The btoollllllll can be used to view or validate the Splunk configuration files. This is taking into account configuration file layering and user / app context i.e the configuration data visible to the given user and from the given app or from an absolute path or with extra debug information.
btprobe queries the fish bucket for file records stored by tailing by specifying the directory or crc compute file. Using the given key or file, this tool queries the specified BTree
classify cmd is used for classifying files with types.
fsck diagnoses the health of the buckets and can rebuild search data as necessary.
hot, warm, thawed or cold buckets can be specified separately or together with all.
locktest command tests the locks
locktool command can be used to set and unset the tool
parsetest command can be used to parse log files
pcregextest command is a simple utility tool for testing modular regular expressions.
searchtest command is another tool to test search functionality of Splunk.
signtool is used for verification and signing spunk index buckets.
tsidxprobe will take a look at your time series index files or tsidx and verify the formatting
or identify a problem file. It can look at each of the index files.
tsidx_scan.py is a utility script to search for tsidx files at a specified starting starting location, runs tsidxprobe for each one, and outputs the results to a file.

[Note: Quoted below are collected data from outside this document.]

PR #1673, opened 2024-10-23
meson: Fix indexer path detection on meson 1.6

singular0:


rdmark (approved):
Seems like a safe fix, thanks.

PR #2658, opened 2026-01-21
meson: package release tarball with subprojects

rdmark:
distributing subprojects code, currently only bstring, enables you to build the tarball in environments that lack a network connection


rdmark:
forward-port of the hotfix I applied to the 4.4 branch to unblock the release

Perhaps one more tool that could be added to this belt is one that helps with monitoring and resource utilization to see if the number of servers or settings can be better adjusted

Saturday, February 15, 2014

What's a good way to scale the concurrent processing of a queue both on the producer and consumer side ? This seems a text book question but think about support on cross platform and high performance. Maybe if we narrow down our question to windows platform, that would help. Anyways, its the number of concurrent workers we can have for a queue. The general rule of thumb was that you could have as many threads as one more than the number of processors to keep everyone busy. And if its a light weight worker without any overhead of TLS storage, we could scale to as many as we want. The virtual workers can use the same pool of physical threads. I'm not talking fibers which don't have the TLS storage as well. Fibers are definitely welcome over OS threads. But I'm looking at a way to parallelize as much as we can in terms of number of concurrent calls on the same system.

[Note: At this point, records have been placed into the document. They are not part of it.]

PR #2668, opened 2026-01-29
Add ARC (Adaptive Replacement Cache) option for directory cache

### LINKED ISSUE #2642: introduce Adaptive Replacement Cache (ARC)
ZFS style ARC cache has several benefits over LRU cache, as discussed in https://github.com/Netatalk/netatalk/discussions/2422

this ticket is about introducing ARC cache as either a full replacement or a user configurable option

andylemin:
Implements ARC algorithm alongside existing LRU (based on Megiddo & Modha, IBM 2004 paper).
https://lrita.github.io/images/posts/datastructure/ARC.pdf

LRU remains default for backward compatibility. ARC offers 10-50% better hit ratios, 2x improvement on sequential scans.

Implementation:
- 4 lists: T1 (recent), T2 (frequent), B1/B2 (ghosts for learning)
- REPLACE subroutine with curdir protection
- Self-tuning parameter p (adapts recency vs frequency)
- Ghost mechanism: Keep ALL fields (simplest, safest approach)
- Comprehensive statistics and ARC-aware dump
- Zero-allocation queue management: MRU moves and all queue transitions
  use node recycling (queue_move_to_tail, queue_move_to_tail_of)

Critical Fixes:
- **LRU crash fix: Evict cache BEFORE hash_alloc_insert to prevent overflow
  crashes when LRU full (pre-existing issue triggered by cache thrashing)**
- Dangling pointer fix: qidx_node = NULL after all dequeue operations (13 sites)
- Statistics accuracy: dir_remove() report_invalid parameter for correct counts

Performance optimisations:
- Inline hash_vid_did(), hash_comp_vid_did(), hash_didname(), hash_comp_didname()
- Inline hash_lookup() to eliminate function call overhead
- Increase hash table INIT_SIZE from 64 to 1024 (match MIN_DIRCACHE_SIZE)

Other Changes:
- Configuration: Added 'dircache size' option (consistent naming, backward compatible)
- Documentation: Comprehensive Configuration.md with examples, tuning guide
- Test infrastructure: AFP_DIRCACHESIZE=1024 in all 17 integration test jobs

Configuration (afp.conf):
```
  dircache mode = arc|lru           # Choose algorithm (default: lru)
  dircache size = <entries>         # Also accepts 'dircachesize' (legacy)
  dircache validation freq = 100    # Tuning for Netatalk-only access
```

Docker support:
```
AFP_DIRCACHE_MODE=arc
AFP_DIRCACHESIZE=1024
```

Files modified: 16 (~1850 lines)

Closes #2642

# Tests

## test509
test509 is a new cache stress test which creates a working set larger than cache size and runs multiple lookups mixed with scans to approximate a more realistic work pattern

### Validation Frequency = 1 (Strict)
| Metric | LRU | ARC | Improvement |
|--------|-----|-----|-------------|
| **Lookups** | 28,100 | 25,600 | -8.9% (fewer lookups needed) |
| **Cache Hits** | 3,724 (13.3%) | 6,162 (24.1%) | **+81% hit rate** |
| **Ghost Hits** | N/A | 761 (3.0%) | Predictive capability |
| **Total Hit Rate** | 13.3% | **27.0%** | **+103% improvement** |
| **Evictions** | 11,776 | 7,962 | **-32.4% fewer evictions** |
| **Added Entries** | 13,876 | 10,677 | -23.0% |

### Validation Frequency = 100 (Relaxed)
| Metric | LRU | ARC | Improvement |
|--------|-----|-----|-------------|
| **Lookups** | 28,100 | 25,600 | -8.9% |
| **Cache Hits** | 3,724 (13.3%) | 6,162 (24.1%) | **+81% hit rate** |
| **Ghost Hits** | N/A | 761 (3.0%) | Predictive capability |
| **Total Hit Rate** | 13.3% | **27.0%** | **+103% improvement** |
| **Evictions** | 11,776 | 7,962 | **-32.4% fewer evictions** |
| **Validations** | ~37 | ~69 | Different validation patterns |

### Validation Frequency = 1 (Strict)
| Metric | LRU | ARC | Improvement |
|--------|-----|-----|-------------|
| **Lookups** | 37,657 | 35,139 | -6.7% |
| **Cache Hits** | 7,134 (18.9%) | 8,694 (24.7%) | **+30.7% more hits** |
| **Ghost Hits** | N/A | 2,183 (6.2%) | Predictive capability |
| **Total Hit Rate** | 18.9% | **31.0%** | **+64% improvement** |
| **Evictions** | 13,824 | 12,264 | **-11.3% fewer evictions** |
| **Added Entries** | 18,452 | 14,714 | -20.3% |
| **Expunged** | 222 | 222 | Same |
| **Invalid on Use** | 203 | 203 | Same |

### Validation Frequency = 100 (Relaxed)
| Metric | LRU | ARC | Improvement |
|--------|-----|-----|-------------|
| **Lookups** | 37,660 | 35,143 | -6.7% |
| **Cache Hits** | 7,306 (19.4%) | 8,877 (25.3%) | **+30.5% more hits** |
| **Ghost Hits** | N/A | 2,179 (6.2%) | Predictive capability |
| **Total Hit Rate** | 19.4% | **31.5%** | **+62% improvement** |
| **Evictions** | 13,824 | 12,253 | **-11.4% fewer evictions** |
| **Validations** | ~73 | ~110 | More strategic validation |
| **Expunged** | 31 | 31 | Same |
| **Invalid on Use** | 22 | 22 | Same |


.github/workflows/containers.yml
```diff
@@ -367,6 +367,7 @@ jobs:
               -e AFP_VERSION=7 \
               -e AFP_REMOTE=1 \
               -e AFP_EXTMAP=1 \
+              -e AFP_DIRCACHESIZE=1024 \
```
rdmark, line 370: do we want to enable ARC cache in a subset of these test jobs too? it feels like we ought to test it continuously!

doc/manpages/man5/afp.conf.5.md
```diff
@@ -584,6 +584,17 @@ cache evictions if the working set is larger than the dircache size.
 **dircachesize** and file-intensive workflows. For volumes where Netatalk
 is the only accessor, enabling this with a large cache may improve performance.
 
+dircache mode = *lru* | *arc* (default: *lru*) **(G)**
+
+> Cache replacement algorithm. **lru** = Least Recently Used (legacy).
+**arc** = Adaptive Replacement Cache (self-tuning, 10-50% better hit ratios,
+2× better on sequential scans). ARC uses approximately **2× memory** (~100% overhead)
```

In addition we consider the inter worker communication both in a failsafe, reliable manner. OS provides mechanisms for thread completion based on handles returned from the CreateThread and then there's a completion port on windows that could be used with multiple threads. The threads can then close when the port is closed.
Maybe the best way to do this would be to keep a pool of threads and partitioned tasks instead of timeslicing.

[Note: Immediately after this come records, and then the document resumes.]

PR #2672, opened 2026-01-31
cnid: fix sqlite backend bugs, add post init validation and logging

rdmark:
the wrong statement bindings were cleared in cnid_sqlite_execute, which could lead to stale data to persist

use single quotes instead of double quotes for looking up database table names, treating them as string literals instead of identifiers; using double quotes here caused table creation to fail with certain versions of the SQLite library

add validation logic after initializing a CNID database table, plus various additional debug logging


rdmark:
I think this is worth backporting to the stable 4.4 branch as well

andylemin (approved):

Time-slicing or sharing does not really improve concurrent progress if the tasks are partitioned.
Again, it helps if the tasks are partitioned. The .Net task parallel library enables both declarative parallel queries and imperative parallel algorithms. By declarative we mean we can use notations such as 'AsParallel' to indicate we want routines to be executed in parallel. By Imperative we mean we can use partitions, permutations and combinations with linear data.
In general a worker helps with parallelization when it has little or no communication and works on isolated data.
I want to mention diagnostics and boost. Diagnostics on a workers activity to detect hangs or for identifying a worker among a set of workers are enabled with such things as logging or tracing and
identifiers for workers. Call level logging and tracing enable detection of activity by a worker. Between a set of workers, IDs can tell apart a worker from the test. Logging can include this ID to detect the worker with a problem activity.
There can also be a dedicated activity or worker to monitor others.
Boosting a workers performance is in terms of cpu speed and memory. Both are variables that depend on hardware. Memory and caches come very helpful in improving the performance of the same activity by a worker.